X
Business

Another cloud alliance, another show

It's not vendors who need to ally in order to assure open source and interoperable clouds. It's customers.
Written by Dana Blankenhorn, Inactive

Just what we need, another vendor-led "free" cloud alliance.

This latest is a collection of open source vendors from around the world -- France, Japan and Brazil (along with Mandriva Nexedi, and TioLive of the U.S.) organized as the Free Cloud Alliance with the idea of selling an open source cloud stack.

Sigh.

Seen this movie before? I have, and so has Larry Dignan.

Fact is it's not vendors who need to ally in order to assure open source and interoperable clouds. It's customers. Rather than following the siren songs of any vendors, customers need to get together, share war stories, and come up with their own list of demands, then enforce them with their money.

It's the disorganization of cloud customers that is the biggest danger to open standards in the cloud. Most are scaled enterprises, and thus don't think they need to talk with folks who might be competitors. But they do.

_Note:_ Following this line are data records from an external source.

Issue #372, opened 2018-01-11
How to query user specific data within firebaseConnect (incl. population)


ralcon:
Hi,

i'm working with react-native and have the problem to load only user specific data with `firebaseConnect`. Imagine there are thousends of `todos`, `users` and `doers` and don't want to reference all elements of them.

First of all, a shortcut of my data structure in the real time database:
```
- todos
  |- cleanRoom
  |    |- createdBy: alica
  |    |- title: "Clean the room up"
  |    |- doerList
  |        |- roomCleanerMichael
  |        |- roomCleanerAlica
  |- playBall
       |- createdBy: michael
       |- title: "Play the ball"
       |- doerList
           |- ballPlayerAlica

- users
  |- michael
  |    |- name: Michael
  |    |- age: 22
  |- alica
       |- name: Alica
       |- age: 27

- doers
  |- roomCleanerMichael
  |    |- user: michael
  |    |- status: done
  |- roomCleanerAlica
  |    |- user: alica
  |    |- status: done
  |- ballPlayerAlica
       |- user: alica
       |- status: done
``` 
I have a view/screen in RN, where all informations should be displayed. For now, i have...
```
const populatesTodoCreator = [{child: 'createdBy', root: 'users'}]

const mapStateToProps = (state, props) => {
  return {
    todos: populate(state.firebase, 'todos', populatesTodoCreator),
    uid: state.firebase.auth.uid
  }
}

export default compose(
  firebaseConnect((props, store) => {
      return [
        {path: 'todos', populatesTodoCreator},
      ]
    }
  ),
  connect(mapStateToProps, mapDispatchToProps)
)(TodoOverviewScreen)
```
When i log in the application with `firebase.auth.uid = michael`, i only want to reference the list of `todos`, where `michael` participates in as `doer` and populate all `doers` in `doersList` (including the `user` in a specific `doer`), and that all in only one single `compose` method.

So the redux state should look like:
```
- todos
  |- cleanRoom
      |- createdBy
      |    |- name: Alica
      |    |- age: 27
      |- title: "Clean the room up"
      |- doerList
           |- roomCleanerMichael
           |     |- user
           |     |    |- name: Michael
           |     |    |- age: 22
           |     |- status: done
           |- roomCleanerAlica
                 |- user
                 |    |- name: Alica
                 |    |- age: 27
                 |- status: done
```
Is this task possible? If yes, how do i get this done? Any structural suggestions?

[...]

PR #398, opened 2018-02-04
Update documentation of property population.

ralcon:
(as described in https://github.com/prescottprue/react-redux-firebase/issues/372#issuecomment-356801514)

### Relevant Issues
#372

### DIFF
--- a/docs/populate.md
+++ b/docs/populate.md
@@ -10,18 +10,18 @@ import { compose } from 'redux'
 import { connect } from 'react-redux'
 import { firebaseConnect, populate } from 'react-redux-firebase'
 
-const populates = [
+const populatesOwnerWithUser = [
   { child: 'owner', root: 'users' } // replace owner with user object
 ]
 
 const enhance = compose(
   firebaseConnect([
     // passing populates parameter also creates all necessary child queries
-    { path: 'todos', populates }
+    { path: 'todos', populates: populatesOwnerWithUser }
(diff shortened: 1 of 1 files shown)


prescottprue:
Not sure I understand what is being changed here or its effect?

Looked at the comment, and it seems I just pointed out how to use multiple populates. Then when looking at the diff of the commit I didn't see any multiple populates, just renaming of variables in a way that shouldn't change anything.

docs/populate.md
```diff
@@ -10,18 +10,18 @@ import { compose } from 'redux'
...
-const populates = [
+const populatesOwnerWithUser = [
   { child: 'owner', root: 'users' } // replace owner with user object
 ]
 
 const enhance = compose(
   firebaseConnect([
     // passing populates parameter also creates all necessary child queries
-    { path: 'todos', populates }
+    { path: 'todos', populates: populatesOwnerWithUser }
```
prescottprue: What does this renaming do here? Is it intended to more clearly indicate the name `populates`?

ralcon:
My fault. Something like JS newbe. Now understanding passing properties.
Passing `{ populates }` is the same like `{ populates: populates }`.

prescottprue:
@ralcon Glad you reached out anyway! The examples/docs use some short hand like that to keep things clean, but it can make some other things easy to miss (hard balance to strike).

Customers know that, at the end of the day, openness is what they want. They know this because they want to be open to leave their cloud vendor and take their stuff to another one without tearing everything apart.

Vendors can't really represent this idea. They are on the wrong side of the table for that.

Many, many years ago user groups and user societies were a powerful force in computing. Folks got together to see the latest stuff, and freely debated its merits among themselves.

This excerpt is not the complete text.